Of the 118,963 participants, 23,094 had hyperuricemia and 95,869 did not (Table 1). Significant differences were observed across various demographic, lifestyle, and clinical characteristics. The participants with hyperuricemia were older (51 ± 11 vs. 50 ± 11 years, p < 0.001), had a higher BMI (26.50 ± 3.93 vs. 23.67 ± 3.53 kg/m², p < 0.001), and were more likely to smoke (37.7% vs. 24.8%, p < 0.001), consume alcohol (13.9% vs. 7.2%, p < 0.001), and have elevated systolic and diastolic blood pressure (127.15 ± 18.46 vs. 118.93 ± 18.36 and 78.38 ± 11.47 vs. 72.74 ± 11.11 mmHg, p < 0.001). Clinically, participants with hyperuricemia also had a higher prevalence of hypertension (20.9% vs. 10.2%, p < 0.001), diabetes mellitus (6.3% vs. 4.9%, p < 0.001), metabolic syndrome (48.6% vs. 25.1%, p < 0.001), CKD (4.9% vs. 0.8%, p < 0.001), gout (12.5% vs. 1.7%, p < 0.001), and KSD (9.4% vs. 5.6%, p < 0.001). In addition, the laboratory profiles of the participants with hyperuricemia were worse than those without hyperuricemia, with higher levels of HbA1c, creatinine, blood urea nitrogen (BUN), and uric acid (all p < 0.001).

Univariate binary logistic regression analysis demonstrated that hyperuricemia was significantly associated with an increased risk of kidney stones (OR: 1.744, 95% CI: 1.656-1.837, p < 0.001) (Table 2). Other significant predictors of kidney stone formation included older age (OR: 1.036 per year, 95% CI: 1.034-1.039, p < 0.001), female sex (OR: 2.914, 95% CI: 2.778-3.057, p < 0.001), higher BMI (OR: 1.075, 95% CI: 1.069-1.081, p < 0.001), smoking (OR: 1.973, 95% CI: 1.881-2.069, p < 0.001), and alcohol consumption (OR: 1.722, 95% CI: 1.606-1.847, p < 0.001). Clinical conditions such as hypertension, diabetes mellitus, metabolic syndrome, CKD, and gout also emerged as significant risk factors, with ORs all exceeding 2.0 (all p < 0.001). Laboratory markers including higher HbA1c, BUN, creatinine, and uric acid levels were also associated with a higher odds of kidney stone formation.

Multivariate logistic regression analysis, adjusting for potential confounders, confirmed that hyperuricemia was an independent risk factor for kidney stone formation (OR: 1.155, 95% CI: 1.089-1.224, p < 0.001) (Table 3). Significant predictors included older age (OR: 1.030, 95% CI: 1.027-1.033, p < 0.001), female sex (OR: 2.332, 95% CI: 2.190-2.483, p < 0.001), higher BMI (OR: 1.028, 95% CI: 1.020-1.035, p < 0.001), smoking (OR: 1.118, 95% CI: 1.055-1.186, p < 0.001), hypertension (OR: 1.611, 95% CI: 1.511-1.717, p < 0.001), diabetes (OR: 1.214, 95% CI: 1.098-1.342, p < 0.001), metabolic syndrome (OR: 1.091, 95% CI: 1.026-1.161, p = 0.005), CKD (OR: 1.209, 95% CI: 1.038-1.407, p = 0.015), and gout (OR: 1.370, 95% CI: 1.253-1.499, p < 0.001). Non-significant associations included alcohol use (OR: 0.940, p = 0.113), physical activity (OR: 0.961, p = 0.124), HbA1c (OR: 0.989, p = 0.482), and creatinine (OR: 0.938, p = 0.135). Diastolic blood pressure was inversely related (OR: 0.994, p < 0.001), while systolic blood pressure was positively associated (OR: 1.012, p < 0.001). In addition, eGFR (OR: 1.002, p = 0.020) and BUN (OR: 1.021, p < 0.001) were also significant predictors.
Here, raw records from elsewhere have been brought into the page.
PR #392, opened 2019-05-01
Convert Ethers BNs to bn.js in paramTypes

### LINKED ISSUE #381: Convert Ethers flavoured BigNumbers to bn.js
Right now we're assuming that any `BigNumber`s Ethers returns are of the `bn.js` flavour. While they are based off this, they have a different set of methods available, which causes confusion - especially since our Flow types say everything is `bn.js` flavour!

A solution is to wrap all BN values we get back from Ethers with something like `new BigNumber(original.toString)`.

sprusr:
## Description

* Convert Ethers BNs to bn.js BNs in applicable paramType `convertOutput` functions

## TODO

- [ ] Should we proxy provider methods such as `getBalance` in the adapter so that we can convert BNs?

Closes #381

### DIFF
--- a/packages/colony-js-contract-client/src/__tests__/paramTypes.js
+++ b/packages/colony-js-contract-client/src/__tests__/paramTypes.js
@@ -61,7 +61,7 @@ describe('Parameter types', () => {
     expect(validateValueType(bn, 'bigNumber')).toBe(true);
 
     // Cleaning
-    expect(convertOutputValue(bn, 'bigNumber')).toBe(bn);
+    expect(convertOutputValue(bn, 'bigNumber')).toEqual(bn);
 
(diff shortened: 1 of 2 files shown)


chmanie:
Hmm. What should we do with this? @sprusr? Is this important?

sprusr:
Hello stranger! 👋

It’s not so important, just that Ethers has its own messed up version of `bn.js` so if you are referencing the docs from there it will likely not apply.

Might be redundant as of newer Ethers versions. But if not, at least types should be fixed to say messed up BN is returned.

chmanie:
Yeah I think this might be a bigger undertaking. Do you think we consistently return ethers BigNumbers otherwise (with this PR not merged)?

PR #399, opened 2019-05-07
Various fixes

sprusr:
## Description

* Return expected format object from GetExtensionAddress caller
* Custom estimation of DomainAuth sender
* Allow `0x0...` as an address

### DIFF
--- a/CHANGELOG.md
+++ b/CHANGELOG.md
@@ -13,6 +13,7 @@ Also, please note that colonyJS is currently using `ethers` version `3.0.27`.
 **Types**
 
 * Added `[number]` param type (`@colony/colony-js-contract-client`)
+* Renamed `tokenAddress` param type to `anyAddress` to better reflect its uses (`@colony/colony-js-contract-client`)
 
 **Maintenance**
 
--- a/packages/colony-js-client/scripts/docgen.js
+++ b/packages/colony-js-client/scripts/docgen.js
@@ -30,19 +30,19 @@ const CONTRACT_CLIENTS = [
 ];
 
 const TYPES = {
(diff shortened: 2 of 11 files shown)


sprusr:
Point for discussion: is allowing `0x0...` as an address a bad thing to do? I've done this since when you mint a token, it generates a `Transfer` event with the from address being `0x0...`. This was failing validation and breaking ERC 20 transfer event fetching if you had minted tokens.

ryanchristo:
If you want to allow `0x0`, it should be a separate validation, the same way we have type `Address` and type `TokenAddress` (which can be `0x0` for ethers). If it is not a separate validation, I believe it will break the role assignment and potentially other methods, which require checking for `0x0` as the set address for "no assigned role".

```
    makeExecuteTaskRoleChange('setTaskEvaluatorRole', async ({ taskId }) => {
      const { address } = await this.getTaskRole.call({
        taskId,
        role: TASK_ROLE_EVALUATOR,
      });
      if (isValidAddress(address))
        throw new Error('Unable to set task role; evaluator is already set');
      return null;
    });
```

sprusr:
Right, thanks for the guidance there @ryanchristo. I've used what was the `tokenAddress` type for those cases, but renamed to `anyAddress` to better reflect that it's used for other purposes now.

ryanchristo:
@sprusr Should we rename or remove `TokenAddress` as a type for doc generation as well?

ryanchristo:
```
type Address = string;
...
type TokenAddress = string;
```

```
Address: 'address',
...
TokenAddress: 'address',
```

We further examined the dose-response effect between uric acid levels and the prevalence of KSD across quartiles of uric acid concentration in both male and female participants (Table 4). For males, the prevalence rate of KSD was relatively stable across the uric acid quartiles, with a slight increase in the highest quartile (> 6.3 mg/dL) where the OR was 1.151 (95% CI: 1.009-1.314; p = 0.037) in the age-adjusted model. However, this association was not significant in the multivariable-adjusted model (OR: 1.018, p = 0.800). For females, a stronger positive association was observed, particularly in the higher uric acid quartiles. In the highest quartile, the prevalence was 6.7%, with an age-adjusted OR of 1.782 (95% CI: 1.588-2.001; p < 0.001) and a multivariable-adjusted OR of 1.437 (95% CI: 1.260-1.639; p < 0.001). These findings showed that higher uric acid levels were more strongly associated with an increased risk of KSD in the females than in the males, with significant associations persisting even after adjusting for multiple variables (Table 4).

Because gout is a clinical manifestation of longstanding hyperuricemia and may independently contribute to KSD, we further examined the joint effect of hyperuricemia and gout by stratifying participants into four exposure groups. Among the 118,963 participants, 94,206 without hyperuricemia or gout had a KSD prevalence of 5.4% (5,097 cases), 20,199 with hyperuricemia but no gout had a prevalence of 8.5% (1,717 cases), 1,663 with gout but no hyperuricemia had a prevalence of 17.0% (282 cases), and 2,895 with both hyperuricemia and gout had a prevalence of 15.7% (454 cases) (Table 5). Compared with the reference group (no hyperuricemia and no gout), the adjusted odds of KSD were 1.178 (95% CI: 1.107-1.253; p < 0.001) for hyperuricemia without gout, 1.522 (95% CI: 1.325-1.745; p < 0.001) for gout without hyperuricemia, and 1.505 (95% CI: 1.345-1.682; p < 0.001) for both conditions (Table 5).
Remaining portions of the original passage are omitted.